**Task objective:**
Lines below that hold the word "opened" must be copied in full.

BEGIN

PR #3069, opened 2019-09-03
fix(debian): remove braces in debhelper config file

jrcoding:
Braces should be removed here because _lintian_ states 
```
 N:    This debhelper config file appears to use shell brace expansion (such as
 N:    {foo,bar}) to specify files. This happens to work due to an accident of
 N:    implementation but is not a supported feature. Only ?, *, and [...] are
 N:    supported.
 N:    
```
As long as this package produces only the shared lib the affected line should be reduced
 to ```usr/lib/*/*.so```

### DIFF
--- a/debian/libopen62541-dev.install-template
+++ b/debian/libopen62541-dev.install-template
@@ -1,5 +1,5 @@
 usr/include
-usr/lib/*/{*.a,*.so}
+usr/lib/*/*.so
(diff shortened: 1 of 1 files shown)


Pro:
@jrcoding thanks for the fix! I just rebased your branch onto 1.0 to include this in the upcoming release this week.

PR #3072, opened 2019-09-03
Fix lgtm issue

escherstair:
This PR fixes some issues reported by LGTM (Recommendations).
This is WIP


escherstair:
My fault.
passing parameters as const reference is not legal in C (C++ only).
The whole PR can be deleted.

PR #3073, opened 2019-09-03
fix(server): Do not allow node having itself as parent. Fixes stack-overflow

Pro:
Fixes: https://bugs.chromium.org/p/oss-fuzz/issues/detail?id=16141
Credit to oss-fuzz


jpfr:
👍 Nice!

END

**Solution to the exercise:**
PR #3069, opened 2019-09-03
PR #3072, opened 2019-09-03
PR #3073, opened 2019-09-03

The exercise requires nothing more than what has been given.